History
- Name: Duke of Connaught
- Namesake: Prince Arthur, Duke of Connaught and Strathearn
- Owner: 1902–1923: London and North Western Railway; 1923–1934: London, Midland and Scottish Railway;
- Operator: 1902–1923: London and North Western Railway; 1923–1934: London, Midland and Scottish Railway;
- Route: 1902–1930: Belfast – Fleetwood; 1930–1934: Hull – Zeebrugge;
- Builder: John Brown & Company
- Yard number: 353
- Launched: 20 August 1902
- Out of service: 1934
- Fate: Scrapped 1934

General characteristics
- Tonnage: 1,680 gross register tons (GRT)
- Length: 315 ft (96 m)
- Beam: 38.2 ft (11.6 m)
- Speed: 20 knots

= TSS Duke of Connaught =

TSS Duke of Connaught was a passenger vessel operated jointly by the London and North Western Railway and the Lancashire and Yorkshire Railway from 1902 to 1922. In the LYR-LNWR naming system, she was named for Prince Arthur, Duke of Connaught and Strathearn (1850–1942), a younger son of Queen Victoria and Prince Albert.

==History==

The Duke of Connaught was built at Cammell Laird, as part of a fleet of seven ships delivered by the company between 1892 and 1909. She operated on the Fleetwood-Belfast route and passed into the hands of the LNWR in 1922 and the London, Midland and Scottish Railway in 1923. In 1921 she was re-boilered by Vickers.
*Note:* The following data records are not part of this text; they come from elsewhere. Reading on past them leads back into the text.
PR #364, opened 2022-02-23
feat: Search history storage

israelswf:
## What's the purpose of this pull request?

This PR aims to save the search history in the client (indexedDB), using the hook useStorage. 

## How does it work?
We've created the `useSearchHistory` hook that returns:
`searchHistory`: returns the content stored in indexedDB
`addToSearchHistory`: can be used to add a new term to the indexedDB
`clearSearchHistory`: clean the indexedDB

Also `MAX_HISTORY_SIZE` sets the maximum terms saved. 

history

## How to test it?

You can do a search and see on indexdb the array of searchs

## References
Jira Task: https://vtex-dev.atlassian.net/browse/FSSS-192

## Checklist

- [ ] CHANGELOG entry added

PR #378, opened 2022-03-08
chore: Add icons to unique svg file and remove from final bundle

igorbrasileiro:
First of all, I want to thank @tlgimenes for the contribution and help.
## What's the purpose of this pull request?
Remove inline SVGs icons from the final bundle and create a unique SVG file with all SVGs as symbols. More information is in the next section.

## How does it work?
All SVGs icons from phosphor react were inlined on the final bundle because they were server-side. To remove those icons inlined, this PR adds a unique SVG file with all icons as symbols, and reuses them with `<use>` tag. Also, this strategy allow style the SVGs with CSS and inheritance. 

Performance results for all pages:
- 🎉  Remove unused javascript from phosphor-react library.

Performance result at home page:
- Decreased the some performance metrics TBT, LCP, TTI on home (check the lighthouse)
- Decreased the `onInitialClientRender` mark in ~17%

Before bundle:
image

After bundle:
image

For more info
https://base.vtex.app/bundle-analyser.html
https://preview-378--base.preview.vtex.app/bundle-analyser.html

https://pagespeed.web.dev/report?url=https%3A%2F%2Fpreview-378--base.preview.vtex.app%2F

## How to test it?
Open the preview, navigate, with fast 3g and without throtling, hover elements.
Check if the element colors, size, widths still the same.

## References
After this approach https://github.com/vtex-sites/base.store/pull/358 i'm trying this one.
https://cloudfour.com/thinks/svg-icon-stress-test/#image-element-with-data-uri

## Checklist

<em>You may erase this after checking them all ;)</em>

- [X] CHANGELOG entry added

PR #355, opened 2022-02-21
feat: Top search component

hellofanny:
## What's the purpose of this pull request?

Adds `Top Search` component, an element that will be part of the `Suggestion` [dropdown component](https://vtex-dev.atlassian.net/browse/FSSS-202).
This component attempts to list the ranking of the top searched items. Since this task  doesn't consider the integration part yet, this component is receiving an array of `searchedItems: LinkItem[]`. It needs to be revised later during the integration.

```
type LinkItem = {
  href: string       //link to redirect when the item is clicked
  name: string    //label to display on the list
}
```

## How does it work?

https://user-images.githubusercontent.com/3356699/155030110-b89b946e-b14f-45b5-bfab-0dcb19eaf930.mov

## How to test it?
There is no preview for it yet. (Because it depends on the Suggestion component)
You can call this component on any page to test it visually.

e.g.:

- Example of `searchedItems`
```
const searchedItems = [
  { name: 'Office Supplies', href: '/' },
  { name: 'Headphones', href: '/' },
  { name: 'Notebooks', href: '/' },
]
```
 
- Calling the component:
`<SuggestionsTopSearch searchedItems={searchedItems} />`

## References

[FSSS-194 - Top Search Component](https://vtex-dev.atlassian.net/jira/software/projects/FSSS/boards/632?selectedIssue=FSSS-194)

## Checklist

<em>You may erase this after checking them all ;)</em>

- [x] CHANGELOG entry added

PR #391, opened 2022-03-15
Create history component

saranicoly:

This PR aims to show the user's search history in base store, which is made by creating a "SearchHistory" component.

How it should look like:
image
How it is actually looking like:
image

## How does it work?

- When the user clicks on "search bar", if there are any previous searches saved in the local storage, **SearchHistory** must appear:

https://user-images.githubusercontent.com/22377378/158483614-c94b66f9-bb40-4742-990b-5e8aef86bc20.mov

- If the user has never searched anything, or if they press the "clear" button, there won't be any search saved in the local storage. In this case, the shown component will be "SuggestionsTopSearch":

https://user-images.githubusercontent.com/22377378/158485506-ba5845a1-e01a-4e1c-b308-501812f2a81e.mov

- When clicking any of the listed searches, the component must do another search with the same name:

https://user-images.githubusercontent.com/22377378/158487623-2bcc4905-0d7e-44a8-ba96-0bc442871c72.mov

## How to test it?

Since the component will be part of the Suggestion's dropdown component, we don't have a specific place to render it yet. That said, you can test SearchHistory by following the steps below:

**Supposing that you want to see it on Navbar:**

- Open the _Navbar.tsx_ file
- Add the following imports:
```
import SearchHistory from 'src/components/search/History/SearchHistory'
import useSearchHistory from 'src/sdk/search/useSeachHistory'
import { SuggestionsTopSearch } from 'src/components/search/Suggestions'
```
- Add `const { searchHistory, clearSearchHistory } = useSearchHistory()` inside the _Navbar()_ function:
image

- Add the following lines to the _SearchInput_ call:

```
onBlur={() => setSearchExpanded(false)}
onFocus={() => setSearchExpanded(true)}
```
image

- Before closing the _section_ tag, add the following lines:

```
{searchExpanded && searchHistory.length > 0 && (
    <SearchHistory onClear={() => clearSearchHistory()} />
 )}
{searchExpanded && searchHistory.length === 0 && (
    <SuggestionsTopSearch
        searchedItems={[
            {
                  href: 'http://localhost:8000/tasty-granite-towels-tasty-18643698/p',
                  name: 'Tasty Granite Towels Tasty',
            },
        ]}
    />
)}
```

The Duke of Connaught remained on the Fleetwood-Belfast route until 1930 when she was transferred to the Hull to Zeebrugge service. She sailed between Hull and Zeebrugge in the summer, returning to the Fleetwood-Belfast service for the winter months. In the early 1930s she also sailed on cruises, such as the one advertised for 13–17 June 1931 in which she sailed from Fleetwood to Stromness, Aberdeen and Hull. The Duke of Connaught was scrapped in 1934.